Chris Wood’s Warning: Why Malinvestment Could End the AI Trade
The global AI boom is currently fueled by the most dramatic capital expenditure (capex) cycle ever seen, but a looming structural risk could trigger a sudden market shift. Jefferies’ Global Head of Equity Strategy, Chris Wood, warns that the end of the AI trade will not come from a chip shortage or oversupply, but from a crisis of confidence regarding returns on investment.
The Threat of Malinvestment and Circular Funding
Unlike traditional semiconductor cycles that end due to inventory gluts, Wood argues that the AI trade faces a unique psychological and economic threat: "malinvestment." The primary risk is that hyperscalers and AI laboratories may fail to generate adequate returns on the massive amounts of capital they are deploying.
Wood highlights a potentially fragile feedback loop within the ecosystem. He points to structures where companies like Nvidia may finance AI labs like OpenAI, which in turn use that capital to purchase more Nvidia chips. While this circularity drives short-term growth, it creates a house of cards that could collapse if investors begin to doubt the long-term monetization capabilities of the AI stack.
Massive Capex and the Concentration of Wealth
The scale of current investment is unprecedented. TSMC has raised its 2026 capex guidance to approximately $56 billion, up from $41 billion last year, with some projections suggesting $65–$70 billion by 2027. This surge has turned Taiwan into a macro powerhouse, with real GDP growth hitting 14.55% year-on-year in Q1 2026.

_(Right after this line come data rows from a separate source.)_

PR #3455, opened 2026-07-01
feat(workflow): add R1 A3 egress policy normalizer

zensgit:
## What

Implements R1 A3-a from #3452: a pure BPMN HTTP-task egress policy config normalizer.

- Adds `normalizeBpmnHttpTaskEgressPolicyConfig(rawConfig)` for server-owned policy input.
- Returns either a frozen normalized `EgressPolicy` plus values-free metadata, or a fail-closed disabled policy plus coarse error code/field.
- Locks exact ASCII DNS host normalization, explicit punycode acceptance, Unicode IDN rejection, public IP literal rejection, wildcard/suffix/path/scheme/port/userinfo/CIDR rejection, duplicate host rejection, and `/96` IPv6 NAT64 prefix validation.
- Requires NAT64 policy prefixes to be true network roots (host bits zero), so semantically-duplicate `/96` prefixes cannot drift counts/fingerprints.
- Keeps evidence values-free: counts + fingerprint only, no raw host/config/token echo.

## Boundary

A3-a only. No route, engine, transport, DNS, database, server config loader, workflow deployment path, or outbound call is touched. No destination is enabled; runtime remains fail-closed by default.

## Verification

- `pnpm install --frozen-lockfile`
- `pnpm --filter @metasheet/core-backend exec vitest run src/guards/__tests__/egress-policy-normalizer.test.ts src/guards/__tests__/egress-guard.test.ts src/guards/__tests__/egress-dispatcher.test.ts --reporter=dot` — 100/100
- `git diff --check`

### DIFF
--- a/packages/core-backend/src/guards/__tests__/egress-policy-normalizer.test.ts
+++ b/packages/core-backend/src/guards/__tests__/egress-policy-normalizer.test.ts
@@ -113,6 +113,8 @@ describe('R1-A3-a BPMN HTTP-task egress policy normalizer', () => {
 
   test.each([
     '2a00:1098:2c::/64',
+    '2a00:1098:2c::1/96',
+    '64:ff9b::c000:0201/96',
     '8.8.8.0/24',
     'not-a-prefix',
     '2a00:1098:2c::',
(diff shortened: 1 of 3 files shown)


zensgit:
Follow-up fix pushed at a283067d2: reject an explicit 64:ff9b::/96 entry in nat64Prefixes as a duplicate of the guard's built-in well-known NAT64 prefix. This keeps nat64PrefixCount/policyFingerprint scoped to extra deployment-specific prefixes only. Local verification: focused egress-policy-normalizer vitest 36/36 + core-backend tsc --noEmit.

AI-related demand is now so concentrated that it is estimated to account for 31% of TSMC’s revenues in 2026. This level of concentration underscores how much the global economy is currently betting on a single technological vertical.
The Commoditisation of AI Models
Another significant pressure point is the rapid commoditisation of Large Language Models (LLMs). As high-quality models become cheaper, the premium pricing power of Western AI providers is being challenged.
Wood notes that Chinese models are gaining significant traction. On the OpenRouter platform, top Chinese models processed 21.37 trillion tokens in late June, a massive jump from 4.37 trillion in April, significantly outperforming the 5.76 trillion tokens processed by top US models. This shift suggests that as the "cost per token" falls, the economics of maintaining expensive, proprietary models will face intense scrutiny.
Shifting Focus to Memory and Hardware
Despite these warnings, Wood is not predicting an immediate crash. Instead, he is re-positioning portfolios toward the "picks and shovels" of the industry—specifically memory and hardware.
He cites the Jevons Paradox, where increased efficiency leads to higher total consumption. As computing becomes more efficient, the demand for DRAM and NAND memory increases. Companies like Micron have already secured long-term strategic agreements for a significant portion of their volume, giving memory makers substantial leverage and pricing power that traditional chipmakers often lacked during previous downturns.
Key Takeaways
- The Primary Risk: The AI trade is most vulnerable to "malinvestment" concerns—the realization that massive capex isn't yielding sufficient profits.
- Commoditisation Pressure: Rapidly improving and cheaper AI models, particularly from China, are threatening the high-margin economics of leading Western AI firms.
- The Memory Hedge: While software and model providers face margin pressure, hardware and memory manufacturers (like SK Hynix and Samsung) remain the structural beneficiaries of the build-out.